The Scheme works by an employer designating any employee as a ‘furloughed worker’. A word of caution here. You need to obtain an employees agreement as you are changing their status of employment. If an employer exercises this unilaterally, they run the risk of an Employment Tribunal Claim, particularly for higher paid workers who will receive a pay reduction. You should consult with your employees and if this involves over 19 employees, then collective consultation rules will apply.
An employer also needs to consider what criteria they are using to select employees to be furloughed and to ensure that the selection criteria they use is fair and transparent and not discriminatory under any of the 9 protected characteristics under The Equality Act 2010. Poorly executed, this could lead to a deteriation in employee relations.
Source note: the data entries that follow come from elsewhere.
PR #1256, opened 2020-09-13
fix zqd version breakage

### LINKED ISSUE #1255: /version endpoint stopped working at commit ca0ef53
The changes associated with #1249 seem to have broken the `/version` endpoint on `zqd`.

As of commit `059c003` that came right before it:

```
$ zqd -version
Version: v0.21.0-4-g059c003

$ zqd listen &

{"boomd":"v0.21.0-4-g059c003","zq":"v0.21.0-4-g059c003"}
```

Then at commit `ca0ef53` that's associated with #1249:

```
$ zqd -version
Version: v0.21.0-5-gca0ef53

$ zqd listen &

{"boomd":"","zq":""}
```

mccanne:
This commit fixes a bug introduced by the recent refactoring of
cli flags and zio options.  While we're at it, we added a zapi
version command and added a test to make sure it's working.

We also simplified the format of the version response message.

The brim app doesn't seem to use the /version endpoint so the 
change shouldn't break anything.

Fixes #1255

### DIFF
--- a/tests/suite/zqd/version.yaml
+++ b/tests/suite/zqd/version.yaml
@@ -1,0 +1,12 @@
+script: |
+  source services.sh
+  zapi -h $ZQD_HOST version
+
+inputs:
+  - name: services.sh
+    source: services.sh
+
+outputs:
+  - name: stdout
+    regexp: |
+      v[0-9]*\.[0-9]*.*
--- a/zqd/api/connection.go
+++ b/zqd/api/connection.go
@@ -137,6 +137,29 @@ func (c *Connection) Ping(ctx context.Context) (time.Duration, error) {
 	return resp.Time(), nil
 }
 
+// backward compatibility with old versions of zqd
+type VersionCompat struct {
+	VersionResponse
+	Zqd string `json:"boomd"`
+	Zq  string `json:"zq"`
+}
+
+// Version retrieves the version string from the service.
+func (c *Connection) Version(ctx context.Context) (string, error) {
+	resp, err := c.Request(ctx).
+		SetResult(&VersionCompat{}).
+		Get("/version")
+	if err != nil {
+		return "", err
+	}
+	msg := resp.Result().(*VersionCompat)
+	version := msg.Version
+	if version == "" {
+		version = msg.Zqd
+	}
+	return version, nil
+}
+
 // SpaceInfo retrieves information about the specified space.
 func (c *Connection) SpaceInfo(ctx context.Context, id SpaceID) (*SpaceInfo, error) {
 	path := path.Join("/space", url.PathEscape(string(id)))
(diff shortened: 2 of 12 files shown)


tests/suite/zqd/version.yaml
```diff
@@ -0,0 +1,12 @@
...
+  zapi -h $ZQD_HOST version
+
+inputs:
+  - name: services.sh
+    source: services.sh
+
+outputs:
+  - name: stdout
+    regexp: |
+      v[0-9]*\.[0-9]*.*
```
mattnibs, line 12: I did not know this existed! This is great.

zqd/core.go
```diff
@@ -33,7 +25,10 @@ type Core struct {
 	logger       *zap.Logger
 }
 
-func NewCore(conf Config) (*Core, error) {
+var Version string
+
+func NewCore(conf Config, version string) (*Core, error) {
+	Version = version
```
mattnibs, line 31: Won't this cause weird memory race issues, notably in highly concurrent unit tests? Consider adding version as a value in zqd.Config.

zqd/api/connection.go
```diff
@@ -137,6 +137,29 @@ func (c *Connection) Ping(ctx context.Context) (time.Duration, error) {
 	return resp.Time(), nil
 }
 
+// backward compatibility with old versions of zqd
+type VersionCompat struct {
+	VersionResponse
+	Zqd string `json:"boomd"`
+	Zq  string `json:"zq"`
+}
```
mattnibs, line 145: If brim isn't using the `/version` endpoint can we just get rid of this?

mattnibs (commented):
Just to be sure I would run the brim system tests on this branch. I can help you with this.

zqd/api/connection.go
mccanne: Yes, I wasn't sure what used it so out this here.  We can take it out.  I grepped for /version in the brim source and didn't find it.

zqd/core.go
mccanne: Oops.  Yes, of course.  Will do.

mattnibs (approved):

zqd/handler.go
```diff
@@ -40,8 +41,9 @@ func NewHandler(core *Core, logger *zap.Logger) http.Handler {
 	h.Handle("/space/{space}/subspace", handleSubspacePost).Methods("POST")
 	h.Handle("/search", handleSearch).Methods("POST")
 	h.HandleFunc("/version", func(w http.ResponseWriter, r *http.Request) {
+		version := api.VersionResponse{Version: core.Version}
 		w.Header().Add("Content-Type", "application/json")
-		json.NewEncoder(w).Encode(&Version)
+		json.NewEncoder(w).Encode(&version)
```
nwt, line 46: Nit: Define version closer to its use. Or say `json.NewEncocder(w).Encode(&api.VersionResponse{Version: core.Version})`.

nwt (approved):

If an employee does not provide their consent, then the options for the employee may be quite limited. If an employer has a lay off clause or short term working clause in their contract of employment, then the employer can exercise this. If not, and the employer is considering lay off or short term working, they need to consult as appropriate and obtain the employees agreement. Otherwise, you may need to re-think and consider compulsory redundancy. As part of the redundancy consultation, the employer needs to consider whether there are any other options to redundancy during the redundancy consultation period including taking unpaid leave for a period of time. I would recommend employers ask their employees their preferred option and follow the correct procedures for their chosen path.
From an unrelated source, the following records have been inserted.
PR #79, opened 2019-11-29
add semantic checking of record type with value

mccanne:
This commit adds type checking to the reader path to make sure
the container structure of an incoming value matches its type descriptor.

I commented out some sort tests that have incorrect zson.  I think we should merge
this then fix the commented out tests.

PR #1258, opened 2020-09-14
simplify zng visitor

mccanne:
I was working on updating zng sets and didn't understand why I had 
to change so many places in zng/walk.go so I simplified it.

This commit simplifies the code in zng/walk.go to use a common
function for descending into container types.  The error messages
are a little different and a union record value gets visited now
instead of omitted, but I think that was a bug/oversight.

We also changed zng.RecordVisitor to zng.Visitor since you can now 
called zng.Walk on any type.

### DIFF
--- a/zng/walk.go
+++ b/zng/walk.go
@@ -17,8 +17,8 @@ type Visitor func(typ Type, body zcode.Bytes) error
 // not returned as an error by any function.
 var SkipContainer = errors.New("skip this container")
 
-func Walk(typ Type, body zcode.Bytes, rv Visitor) error {
-	if err := rv(typ, body); err != nil {
+func Walk(typ Type, body zcode.Bytes, visit Visitor) error {
+	if err := visit(typ, body); err != nil {
 		if err == SkipContainer {
 			return nil
 		}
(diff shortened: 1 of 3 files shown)


zng/walk.go
```diff
@@ -195,85 +125,31 @@ func walkUnion(typ *TypeUnion, body zcode.Bytes, rv RecordVisitor) error {
...
+	return Walk(inner, body, visit)
 }
 
-func walkSet(typ *TypeSet, body zcode.Bytes, rv RecordVisitor) error {
+func walkSet(typ *TypeSet, body zcode.Bytes, visit Visitor) error {
 	if body == nil {
 		return nil
 	}
 	inner := AliasedType(InnerType(typ))
-	if IsContainerType(inner) {
```
henridf, line 264: This is a behavior change... can you keep it for the subsequent work where you are lifting the primitive set type restriction, so that this commit remains refactor-only?

henridf (approved):
Tight! (This had evolved from #79 and I remember trying to simplify and not seeing the way 🙂 ).

zng/walk.go
mccanne: Yes, good catch.  This was my intent and missed it here...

If employees agree to be furloughed, it is good practice to put this in writing, outlining when the period of furlough commences, how long it is expected to last for, and how and when it will be reviewed. Also include how you as the employer intend to continue communication with furloughed employees. Furloughed employees remain on your payroll.
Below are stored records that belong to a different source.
PR #1268, opened 2020-09-14
create zst format

### LINKED ISSUE #1219: design (and implement prototype) columnar zng, aka zst

mccanne:
This commit introduces the zst columnar format to zq.  Package zst
provides the core new functionality.  Package zstio is a zio wrapper
for zst to wire it into the zq pipeline.  A new CLI command "zst"
provides a tool for test, debug, and demo.

There is much more work to be done for columnar format but this
should serve as a good foundation to start from.

Fixes #1219

### DIFF
--- a/tests/suite/zst/cut.yaml
+++ b/tests/suite/zst/cut.yaml
@@ -1,0 +1,41 @@
+script: |
+  #zq -i zst -t out.zst
+  #zq  -t in.tzng
+  zst create -o out.zst in.tzng
+  zst cut -t -k a out.zst
+  echo ===
+  zst cut -t -k b out.zst
+  echo ===
+  zst cut -t -k b.c out.zst
+
+inputs:
+  - name: in.tzng
+    data: |
+      #0:record[a:string,b:record[c:int32,d:int32]]
+      0:[hello;[1;2;]]
+      0:[world;[3;4;]]
+      #1:record[junk:string]
+      1:[trick;]
+      0:[goodnight;[5;6;]]
+      0:[gracie;[7;8;]]
+
+outputs:
+  - name: stdout
+    data: |
+      #0:record[a:string]
+      0:[hello;]
+      0:[world;]
+      0:[goodnight;]
+      0:[gracie;]
+      ===
+      #0:record[b:record[c:int32,d:int32]]
+      0:[[1;2;]]
+      0:[[3;4;]]
+      0:[[5;6;]]
+      0:[[7;8;]]
+      ===
+      #0:record[b:record[c:int32]]
+      0:[[1;]]
+      0:[[3;]]
+      0:[[5;]]
+      0:[[7;]]
--- a/tests/suite/zst/cut.yaml
+++ b/tests/suite/zst/cut.yaml
@@ -1,6 +1,4 @@
 script: |
-  #zq -i zst -t out.zst
-  #zq  -t in.tzng
   zst create -o out.zst in.tzng
   zst cut -t -k a out.zst
   echo ===
--- a/tests/suite/zst/empty-file.yaml
+++ b/tests/suite/zst/empty-file.yaml
@@ -1,6 +1,5 @@
 script: |
-  echo -n "" > empty.zst
-  zq -t -i zst empty.zst
+  zq -t -i zst /dev/null
 
 outputs:
   - name: stderr
--- a/tests/suite/zst/empty-file.yaml
+++ b/tests/suite/zst/empty-file.yaml
@@ -1,0 +1,8 @@
+script: |
+  echo -n "" > empty.zst
+  zq -t -i zst empty.zst
+
+outputs:
+  - name: stderr
+    regexp: |
+      .*: zst trailer not found
--- a/zio/detector/file.go
+++ b/zio/detector/file.go
@@ -83,7 +83,10 @@ func OpenParquet(zctx *resolver.Context, path string, opts zio.ReaderOpts) (*zbu
 
 func OpenFromNamedReadCloser(zctx *resolver.Context, rc io.ReadCloser, path string, opts zio.ReaderOpts) (*zbuf.File, error) {
 	var err error
-	r := GzipReader(rc)
+	r := io.Reader(rc)
+	if opts.Format != "zst" {
+		r = GzipReader(rc)
+	}
 	var zr zbuf.Reader
 	if opts.Format == "" || opts.Format == "auto" {
 		zr, err = NewReaderWithOpts(r, zctx, path, opts)
--- a/zio/zstio/reader.go
+++ b/zio/zstio/reader.go
@@ -1,0 +1,25 @@
+package zstio
+
+import (
+	"errors"
+	"io"
+
+	"github.com/brimsec/zq/zng/resolver"
+	"github.com/brimsec/zq/zst"
+)
+
+type Reader struct {
+	zst.Reader
+}
+
+func NewReader(r io.Reader, zctx *resolver.Context) (*Reader, error) {
+	seeker, ok := r.(zst.Seeker)
+	if !ok {
+		return nil, errors.New("zst must be used with a seekable input")
+	}
+	reader, err := zst.NewReaderFromSeeker(zctx, seeker)
+	if err != nil {
+		return nil, err
+	}
+	return &Reader{*reader}, nil
+}
--- a/zio/zstio/reader.go
+++ b/zio/zstio/reader.go
@@ -8,18 +8,10 @@ import (
 	"github.com/brimsec/zq/zst"
 )
 
-type Reader struct {
-	zst.Reader
-}
-
-func NewReader(r io.Reader, zctx *resolver.Context) (*Reader, error) {
+func NewReader(r io.Reader, zctx *resolver.Context) (*zst.Reader, error) {
 	seeker, ok := r.(zst.Seeker)
 	if !ok {
 		return nil, errors.New("zst must be used with a seekable input")
 	}
-	reader, err := zst.NewReaderFromSeeker(zctx, seeker)
-	if err != nil {
-		return nil, err
-	}
-	return &Reader{*reader}, nil
+	return zst.NewReaderFromSeeker(zctx, seeker)
 }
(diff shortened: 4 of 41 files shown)


zst/README.md
```diff
@@ -0,0 +1,552 @@
...
+> additional passes or by writing the output to multiple files then then
+> merging them together (or even leaving the zst object as separate files
+> that can be collectively read and scanned by a zst implementation).
+
+### The Data Section
+
+The data section contains raw data values organized into "segments",
+where a segment is simply a seek offset and byte length relative to the
+data section.  Each segment contains a sequence of
+[primitive-type zng values](https://github.com/brimsec/zq/blob/zst/zng/docs/spec.md#5-primitive-types),
```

It is unclear as yet whether furloughed employees continue to accrue benefits, including holiday and whether the 80% of pay will be subject to tax and national insurance, and pension contributions. The general view is that it will. I also believe employees who are furloughed continue to accrue holiday as per The Working Time Directive, but this is to be confirmed. The Government are in the process of setting up the scheme through HMRC and the employer will need to submit information to make a claim for reimbursement. At the moment, it appears that employers will not be able to claim back any employment reimbursement costs for furloughed employees until April 2020.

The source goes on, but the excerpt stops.